↓↓↓
PR #5515, opened 2023-01-30
Replace get or create evm token for a simpler version in spam tokens

yabirgb:
This PR:

- changes the complicated logic of `get_or_create_evm_token` for somethig lighter 
- Mocks the calls for the optimism token detection test
- Adds for the last time as a hardcoded step the sync of spam assets

### DIFF
--- a/rotkehlchen/assets/spam_assets.py
+++ b/rotkehlchen/assets/spam_assets.py
@@ -1059,23 +1059,19 @@ def query_token_spam_list() -> set[Asset]:
             protocol=SPAM_PROTOCOL,
             underlying_tokens=None,
         )
-        token_exists = True
+
         try:
             evm_token.check_existence()
-        except UnknownAsset:
-            token_exists = False
-
-        if token_exists is True:
-            # make sure that the token has the spam protocol
-            db_evm_token = EvmToken(evm_token.identifier)
-            if db_evm_token.protocol != SPAM_PROTOCOL:
-                GlobalDBHandler().edit_evm_token(entry=evm_token)
-        else:
+        except UnknownAsset:  # token does not exist
             GlobalDBHandler().add_asset(
                 asset_id=evm_token.identifier,
                 asset_type=AssetType.EVM_TOKEN,
                 data=evm_token,
             )
+        else:  # token exists, make sure it has spam protocol set
+            db_evm_token = EvmToken(evm_token.identifier)
+            if db_evm_token.protocol != SPAM_PROTOCOL:
+                GlobalDBHandler().edit_evm_token(entry=evm_token)
         # save the asset instead of the EvmToken as we don't need all the extra information later
         tokens_to_ignore.add(Asset(evm_token.identifier))
 
--- a/rotkehlchen/assets/spam_assets.py
+++ b/rotkehlchen/assets/spam_assets.py
@@ -2,11 +2,13 @@ import logging
 from typing import TYPE_CHECKING, Any
 
 
-from rotkehlchen.assets.asset import EvmToken
-from rotkehlchen.assets.utils import get_or_create_evm_token
+from rotkehlchen.assets.asset import Asset, EvmToken
+from rotkehlchen.assets.types import AssetType
 from rotkehlchen.chain.evm.types import string_to_evm_address
+from rotkehlchen.errors.asset import UnknownAsset
+from rotkehlchen.globaldb.handler import GlobalDBHandler
 from rotkehlchen.logging import RotkehlchenLogsAdapter
-from rotkehlchen.types import SPAM_PROTOCOL, ChainID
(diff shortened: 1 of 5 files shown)


rotkehlchen/assets/spam_assets.py
```diff
@@ -1039,24 +1041,43 @@
...
+            if db_evm_token.protocol != SPAM_PROTOCOL:
+                GlobalDBHandler().edit_evm_token(entry=evm_token)
+        else:
+            GlobalDBHandler().add_asset(
+                asset_id=evm_token.identifier,
+                asset_type=AssetType.EVM_TOKEN,
+                data=evm_token,
+            )
+        # save the asset instead of the EvmToken as we don't need all the extra information later
+        tokens_to_ignore.add(Asset(evm_token.identifier))
```
LefterisJP, line 1080: shorter and no need to use extra variable

```suggestion
        try:
            evm_token.check_existence()
        except UnknownAsset:  # token does not exist
            GlobalDBHandler().add_asset(
                asset_id=evm_token.identifier,
                asset_type=AssetType.EVM_TOKEN,
                data=evm_token,
            )
        else:  # token exists, make sure it has spam protocol set
            db_evm_token = EvmToken(evm_token.identifier)
            if db_evm_token.protocol != SPAM_PROTOCOL:
                GlobalDBHandler().edit_evm_token(entry=evm_token)
        # save the asset instead of the EvmToken as we don't need all the extra information later
        tokens_to_ignore.add(Asset(evm_token.identifier))
```

rotkehlchen/data_migrations/migrations/migration_8.py
```diff
@@ -66,4 +67,6 @@ def data_migration_8(rotki: 'Rotkehlchen', progress_handler: 'MigrationProgressH
                 data=[{'evm_chain': str(x[0]), 'address': x[1]} for x in to_add_accounts],
             )
 
+    # Also update the spam assets
+    update_spam_assets(db=rotki.data.db)
```
LefterisJP, line 71: Add a step in the migration for this. Also add +1 in line 31

rotkehlchen/tests/api/blockchain/test_optimism.py
```diff
@@ -19,13 +19,11 @@
 TEST_ADDY = '0x9531C059098e3d194fF87FebB587aB07B30B1306'
 
 
+@pytest.mark.vcr(filter_query_parameters=['apikey'])
```
LefterisJP, line 22: Did you mock this as I asked with the old ones? So basically did you run record after: `2023-01-30 11:14:00`?

rotkehlchen/tests/data_migrations/test_migrations.py
```diff
@@ -517,3 +524,9 @@ def assert_progress_message(msg, step_num, description) -> None:
             assert_progress_message(msg, i, None)
         else:
             assert_progress_message(msg, i, None)
+
+    # check that the spam assets have been updated
```
LefterisJP, line 528: you would need to add a tiny check for 1 more websocket message here once you do what I asked in the data migration

rotkehlchen/tests/api/blockchain/test_optimism.py
yabirgb: yes, it would fail If I didn't record the previous state

rotkehlchen/assets/spam_assets.py
yabirgb: I wanted to avoid the error to control the flow but okey, will change

rotkehlchen/tests/api/blockchain/test_optimism.py
LefterisJP: ah yes ofc. Since the test has no changes inside it at all.

rotkehlchen/assets/spam_assets.py
LefterisJP: there is no change in the flow. Same thing happens.

rotkehlchen/data_migrations/migrations/migration_8.py
```diff
@@ -65,5 +67,11 @@ def data_migration_8(rotki: 'Rotkehlchen', progress_handler: 'MigrationProgressH
                 message_type=WSMessageType.EVM_ADDRESS_MIGRATION,
                 data=[{'evm_chain': str(x[0]), 'address': x[1]} for x in to_add_accounts],
             )
+    else:
+        # The only step is update the spam assets
```
LefterisJP, line 71: nitpick to not waste space

```suggestion
    else:  # The only step is updating the spam assets
```

LefterisJP (approved):
LGTM. Left a tiny nitpick for next PR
↑↑↑
## EXERCISE GOAL
Write out the full listing without altering anything.

## RESULT
PR #5515, opened 2023-01-30
Replace get or create evm token for a simpler version in spam tokens

yabirgb:
This PR:

- changes the complicated logic of `get_or_create_evm_token` for somethig lighter 
- Mocks the calls for the optimism token detection test
- Adds for the last time as a hardcoded step the sync of spam assets

### DIFF
--- a/rotkehlchen/assets/spam_assets.py
+++ b/rotkehlchen/assets/spam_assets.py
@@ -1059,23 +1059,19 @@ def query_token_spam_list() -> set[Asset]:
             protocol=SPAM_PROTOCOL,
             underlying_tokens=None,
         )
-        token_exists = True
+
         try:
             evm_token.check_existence()
-        except UnknownAsset:
-            token_exists = False
-
-        if token_exists is True:
-            # make sure that the token has the spam protocol
-            db_evm_token = EvmToken(evm_token.identifier)
-            if db_evm_token.protocol != SPAM_PROTOCOL:
-                GlobalDBHandler().edit_evm_token(entry=evm_token)
-        else:
+        except UnknownAsset:  # token does not exist
             GlobalDBHandler().add_asset(
                 asset_id=evm_token.identifier,
                 asset_type=AssetType.EVM_TOKEN,
                 data=evm_token,
             )
+        else:  # token exists, make sure it has spam protocol set
+            db_evm_token = EvmToken(evm_token.identifier)
+            if db_evm_token.protocol != SPAM_PROTOCOL:
+                GlobalDBHandler().edit_evm_token(entry=evm_token)
         # save the asset instead of the EvmToken as we don't need all the extra information later
         tokens_to_ignore.add(Asset(evm_token.identifier))
 
--- a/rotkehlchen/assets/spam_assets.py
+++ b/rotkehlchen/assets/spam_assets.py
@@ -2,11 +2,13 @@ import logging
 from typing import TYPE_CHECKING, Any
 
 
-from rotkehlchen.assets.asset import EvmToken
-from rotkehlchen.assets.utils import get_or_create_evm_token
+from rotkehlchen.assets.asset import Asset, EvmToken
+from rotkehlchen.assets.types import AssetType
 from rotkehlchen.chain.evm.types import string_to_evm_address
+from rotkehlchen.errors.asset import UnknownAsset
+from rotkehlchen.globaldb.handler import GlobalDBHandler
 from rotkehlchen.logging import RotkehlchenLogsAdapter
-from rotkehlchen.types import SPAM_PROTOCOL, ChainID
(diff shortened: 1 of 5 files shown)


rotkehlchen/assets/spam_assets.py
```diff
@@ -1039,24 +1041,43 @@
...
+            if db_evm_token.protocol != SPAM_PROTOCOL:
+                GlobalDBHandler().edit_evm_token(entry=evm_token)
+        else:
+            GlobalDBHandler().add_asset(
+                asset_id=evm_token.identifier,
+                asset_type=AssetType.EVM_TOKEN,
+                data=evm_token,
+            )
+        # save the asset instead of the EvmToken as we don't need all the extra information later
+        tokens_to_ignore.add(Asset(evm_token.identifier))
```
LefterisJP, line 1080: shorter and no need to use extra variable

```suggestion
        try:
            evm_token.check_existence()
        except UnknownAsset:  # token does not exist
            GlobalDBHandler().add_asset(
                asset_id=evm_token.identifier,
                asset_type=AssetType.EVM_TOKEN,
                data=evm_token,
            )
        else:  # token exists, make sure it has spam protocol set
            db_evm_token = EvmToken(evm_token.identifier)
            if db_evm_token.protocol != SPAM_PROTOCOL:
                GlobalDBHandler().edit_evm_token(entry=evm_token)
        # save the asset instead of the EvmToken as we don't need all the extra information later
        tokens_to_ignore.add(Asset(evm_token.identifier))
```

rotkehlchen/data_migrations/migrations/migration_8.py
```diff
@@ -66,4 +67,6 @@ def data_migration_8(rotki: 'Rotkehlchen', progress_handler: 'MigrationProgressH
                 data=[{'evm_chain': str(x[0]), 'address': x[1]} for x in to_add_accounts],
             )
 
+    # Also update the spam assets
+    update_spam_assets(db=rotki.data.db)
```
LefterisJP, line 71: Add a step in the migration for this. Also add +1 in line 31

rotkehlchen/tests/api/blockchain/test_optimism.py
```diff
@@ -19,13 +19,11 @@
 TEST_ADDY = '0x9531C059098e3d194fF87FebB587aB07B30B1306'
 
 
+@pytest.mark.vcr(filter_query_parameters=['apikey'])
```
LefterisJP, line 22: Did you mock this as I asked with the old ones? So basically did you run record after: `2023-01-30 11:14:00`?

rotkehlchen/tests/data_migrations/test_migrations.py
```diff
@@ -517,3 +524,9 @@ def assert_progress_message(msg, step_num, description) -> None:
             assert_progress_message(msg, i, None)
         else:
             assert_progress_message(msg, i, None)
+
+    # check that the spam assets have been updated
```
LefterisJP, line 528: you would need to add a tiny check for 1 more websocket message here once you do what I asked in the data migration

rotkehlchen/tests/api/blockchain/test_optimism.py
yabirgb: yes, it would fail If I didn't record the previous state

rotkehlchen/assets/spam_assets.py
yabirgb: I wanted to avoid the error to control the flow but okey, will change

rotkehlchen/tests/api/blockchain/test_optimism.py
LefterisJP: ah yes ofc. Since the test has no changes inside it at all.

rotkehlchen/assets/spam_assets.py
LefterisJP: there is no change in the flow. Same thing happens.

rotkehlchen/data_migrations/migrations/migration_8.py
```diff
@@ -65,5 +67,11 @@ def data_migration_8(rotki: 'Rotkehlchen', progress_handler: 'MigrationProgressH
                 message_type=WSMessageType.EVM_ADDRESS_MIGRATION,
                 data=[{'evm_chain': str(x[0]), 'address': x[1]} for x in to_add_accounts],
             )
+    else:
+        # The only step is update the spam assets
```
LefterisJP, line 71: nitpick to not waste space

```suggestion
    else:  # The only step is updating the spam assets
```

LefterisJP (approved):
LGTM. Left a tiny nitpick for next PR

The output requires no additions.